= About this task =
Please give nothing except the number of lines in the records below that include the word "sharwell".

= Data for processing =
PR #2694, opened 2018-05-22
SA1629 reporting

### LINKED ISSUE #2679: false positive SA1629.
I have remarks with code:

```xml

        /// <remarks>
        /// Sample request:
        /// <code>
        ///     DELETE api/v1/regions/f788b478-b0df-e511-80ee-000c2933216e
        /// </code>
        /// </remarks>

```

And stylecop is complaining about.

### LINKED ISSUE #2680: SA1629 bug
The following code:

```c#
        /// <summary>
        /// The ID for diagnostics produced by the <see cref="SA1127GenericTypeConstraintsMustBeOnOwnLine"/>
        /// </summary>
        public const string DiagnosticId = "SA1127";
```
will flag a missing period just after the `the` word, where it should be after the `<see .../>` tag.

sharwell:
Fixes #2680 

Fixes support for interfaces in SA1608 and SA1629

Closes #2679

### DIFF
--- a/StyleCop.Analyzers/StyleCop.Analyzers/DocumentationRules/SA1629DocumentationTextMustEndWithAPeriod.cs
+++ b/StyleCop.Analyzers/StyleCop.Analyzers/DocumentationRules/SA1629DocumentationTextMustEndWithAPeriod.cs
@@ -12,6 +12,7 @@ namespace StyleCop.Analyzers.DocumentationRules
     using Microsoft.CodeAnalysis.CSharp.Syntax;
     using Microsoft.CodeAnalysis.Diagnostics;
     using Microsoft.CodeAnalysis.Text;
+    using StyleCop.Analyzers.Helpers;
 
     /// <summary>
     /// A section of the XML header documentation for a C# element does not end with a period (also known as a full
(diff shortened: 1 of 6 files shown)


StyleCop.Analyzers/StyleCop.Analyzers/DocumentationRules/SA1629DocumentationTextMustEndWithAPeriod.cs
```diff
@@ -91,14 +98,20 @@ protected override void HandleXmlElement(SyntaxNodeAnalysisContext context, bool
...
 
                                 elementDone = true;
                             }
                         }
                     }
+                    else if (xmlElement.Content[i].IsInlineElement())
+                    {
+                        // If a diagnostic gets reported for the element, place the diagnostic after the last inline
+                        // element.
+                        reportingLocation = xmlElement.Content[i].Span.End;
```
vweijsters: This will fail for 2 edge cases:
- ```<summary>Text <see cref="x"/><see cref="y"/></summary>``` will report the wrong location.
- ```<summary>Test text. <see cref="x"/></summary>``` will not report anything and it should.

I think that when an inline element is found, there will not be a period, so a diagnostic can be reported straight away and the loop can be ended. This should solve both edge cases.

sharwell: I meant to write this:

```
reportingLocation = reportingLocation ?? ...;
```

That explains the first issue. I need to think more about the handling of empty elements because it's possible for other situations to occur with non-empty elements.

sharwell: @vweijsters I fixed the first case in ecee2c7e206890e27fb73d7bffc0c5938773d6e5 and then fixed the second case in bf6fec59f8f5e7f2692a12fc0ef5f55fb644a38d.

= Solution to this exercise =
3